- Developer: Konami Computer Entertainment Tokyo
- Publisher: Konami Computer Entertainment Tokyo
- Series: Beatmania IIDX & Bemani
- Platform: Arcade
- Release: JP: July 27, 1999;
- Genre: Music
- Modes: Single-player & Multiplayer
- Arcade system: Bemani Twinkle

= Beatmania IIDX Substream =

1999 video game

beatmania IIDX substream is a 1999 music video game which had a different songlist and could be linked to a Dance Dance Revolution machine for simultaneous play.
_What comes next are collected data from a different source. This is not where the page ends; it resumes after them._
PR #131, opened 2023-03-15
Add support for listing component Slack Channels.

desrosj:
This adds a new custom field for a Slack channel ID of a component. When one is present, a Slack logo will display in a new column on the Components page that links off to that room.

Trac ticket: https://meta.trac.wordpress.org/ticket/6862

### DIFF
--- a/wordpress.org/public_html/wp-content/plugins/trac-notifications/trac-components.php
+++ b/wordpress.org/public_html/wp-content/plugins/trac-notifications/trac-components.php
@@ -41,6 +41,10 @@ class Make_Core_Trac_Components {
 		return ucfirst( $this->trac );
 	}
 
+	function slack_channel_url( $channel_id ) {
+		return 'https://wordpress.slack.com/archives/' . sanitize_text_field( $channel_id );
+	}
+
 	function init() {
 		add_shortcode( 'trac-select', array( $this, 'shortcode_select' ) );
 		add_shortcode( 'logged-in', array( $this, 'shortcode_logged_in' ) );
@@ -151,8 +155,11 @@ class Make_Core_Trac_Components {
 		if ( ! $this->page_is_component( $post ) ) {
 			return;
 		}
-		$value = get_post_meta( $post->ID, '_active_maintainers', true );
-		echo '<p><label for="active-maintainers">Active maintainers (WP.org usernames, comma-separated)</label> <input type="text" class="large-text" id="active-maintainers" name="active-maintainers" value="' . esc_attr( $value ) . '" />';
+		$active_maintainers = get_post_meta( $post->ID, '_active_maintainers', true );
+		echo '<p><label for="active-maintainers">Active maintainers (WP.org usernames, comma-separated)</label> <input type="text" class="large-text" id="active-maintainers" name="active-maintainers" value="' . esc_attr( $active_maintainers ) . '" />';
+
+		$slack_channel = get_post_meta( $post->ID, '_slack_channel', true );
+		echo '<p><label for="slack-channel">Slack channel ID</label> <input type="text" class="large-text" id="slack-channel" name="slack-channel" value="' . esc_attr( $slack_channel ) . '" />';
 	}
 
 	function save_post( $post_id, $post ) {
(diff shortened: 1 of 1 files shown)


wordpress.org/public_html/wp-content/plugins/trac-notifications/trac-components.php
```diff
@@ -423,10 +434,28 @@ function the_content( $content ) {
...
+
+		echo '<h3>Help maintain this component</h3>';
+
+		echo "Want to help maintain this component? There's several ways to get involved." . "\n\n";
+
+		echo '<ul>';
+
+		echo '<li><a href="' . $this->trac_url() . '/component/' . esc_attr( rawurlencode( $component ) ) . '">Find some open tickets to work on in Trac.</a>';
+
+		$slack_channel = get_post_meta( $post->ID, '_aslack_channel', true );
```
dd32:
```suggestion
		$slack_channel = get_post_meta( $post->ID, '_slack_channel', true );
```

typo

wordpress.org/public_html/wp-content/plugins/trac-notifications/trac-components.php
```diff
@@ -732,6 +761,15 @@ function component_table_row( $post ) {
 			echo '<td></td>';
 		}
 
+		$slack_channel = get_post_meta( $post->id, '_slack_channel', true );
```
dd32:
```suggestion
		$slack_channel = get_post_meta( $post->ID, '_slack_channel', true );
```
typo

wordpress.org/public_html/wp-content/plugins/trac-notifications/trac-components.php
```diff
@@ -693,7 +722,7 @@ function component_table_row( $post ) {
 		static $once = true;
 		if ( $once ) {
 			$once = false;
-			echo '<thead><tr><td>Component</td><td>Tickets</td><td>7 Days</td><td>0&nbsp;Replies</td><td>Maintainers</td></tr></thead>';
+			echo '<thead><tr><td>Component</td><td>Tickets</td><td>7 Days</td><td>0&nbsp;Replies</td><td>Slack</td><td>Maintainers</td></tr></thead>';
```
dd32: Adding this extra column unfortunately doesn't really work due to the width of the column:

_edit: I missed the mention on Trac that this text should be hidden with just the icon._

| PR | With icon only | Alternative |
| --- | --- | ---|
| Screenshot 2023-03-16 at 12 48 55 pm | Screenshot 2023-03-16 at 12 57 54 pm | Screenshot 2023-03-16 at 1 02 07 pm |

dd32 (commented):
As noted in the review, I don't think there's room for a dedicated Slack channel column with the current components overview table.

I don't see any issue with the rest of the PR though.

wordpress.org/public_html/wp-content/plugins/trac-notifications/trac-components.php
dd32: The alternative screenshot above was done with this code, the inline `float: right` should probably be a `class="slack-float-right"` or something i guess.
```diff
 		}

 		echo '<tr>';
+		echo '<td>';
 		if ( $post->post_parent ) {
-			echo '<td>&mdash; <a href="' . get_permalink() . '">' . $post->post_title . '</a></td>';
+			echo '&mdash; <a href="' . get_permalink() . '">' . $post->post_title . '</a>';
 		} else {
-			echo '<td><a href="' . get_permalink() . '"><strong>' . $post->post_title . '</strong></a></td>';
+			echo '<a href="' . get_permalink() . '"><strong>' . $post->post_title . '</strong></a>';
 		}

+		$slack_channel = get_post_meta( $post->ID, '_slack_channel', true );
+		if ( ! empty( $slack_channel ) ) {
+			echo '<span style="float: right"><a href="' . $this->slack_channel_url( $slack_channel ) . '"><span class="screen-reader-text">Join the ' . $component . ' Slack channel</span></a></span>';
+		}
+
+		echo '</td>';
+
 		$open_tickets = 0;
 		if ( ! empty( $this->breakdown_component_type[ $component ] ) ) {
 			$open_tickets = array_sum( $this->breakdown_component_type[ $component ] );
```

desrosj: I like it. Made this change (including adding a CSS class to avoid the `float: right` inline) in 236a4eaecbf34c52c6098000959a3cc803b4e4ca.

PR #132, opened 2023-03-17
Fix multi-status problem

trymebytes:


wordpress.org/public_html/wp-content/plugins/wporg-gp-plugin-directory/inc/sync/class-translation-sync.php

If either the Dance Dance Revolution player or IIDX player made mistakes, the other game became more difficult.

==Gameplay==
Beatmania IIDX tasks the player with performing songs through a controller consisting of seven key buttons and a scratchable turntable. Hitting the notes with strong timing increases the score and groove gauge bar, allowing the player to finish the stage. Failing to do so depletes the gauge until it is empty, abruptly ending the song.

Song List:
1. BRILLIANT 2U - NAOKI, from DDR 2ndMIX
2. deep in you - dj nagureo, from DDR 2ndMIX Club Version
3. Gentle stress - DJ Swan, from DDR 2ndMIX Club Version
4. GENOM SCREAMS (IIDX Edit) - L.E.D. LIGHT, from DDR EXTREME & DDR 2ndMIX Club Version
5. Macho Gang - ANAL SPYDER, from DDR 2ndMIX Club Version
6. NaHaNaHa vs. Gattchoon Battle - DJ Senda & Tiny-K
7. PARANOiA MAX ~DIRTY MIX~ - 190/ from DDR 2ndMIX
8. RUGGED ASH - SYMPHONIC DEFOGGERS (Yasushi Kurobane), from DDR 2ndMIX Club Version
9. THE EARTH LIGHT - L.E.D. LIGHT, from DDR 2ndMIX Club Version
10. Chotto Kiitena (ZANSHIN-NA MIX) - Laugh & Peace, from DDR 2ndMIX Club Version

==Development and release==
In 1999 Beatmania IIDX was released. Neil Foster of Hardcore Gaming 101 called the game "a rocky start" for the Beatmania IIDX series, since it had music from Beatmanias first two iterations (1st Mix and 2nd Mix) paired with new songs and remixes. According to Foster, many players were initially not impressed with performing old songs on upgraded hardware, so they switched to Beatmania 4th Mix. Bemani developed several updates to the game after its release, including Beatmania IIDX Substream. Konami decided to link Club Version (later Substream) cabinets with Dance Dance Revolution 2ndMix machines for simultaneous play, leading to increased success.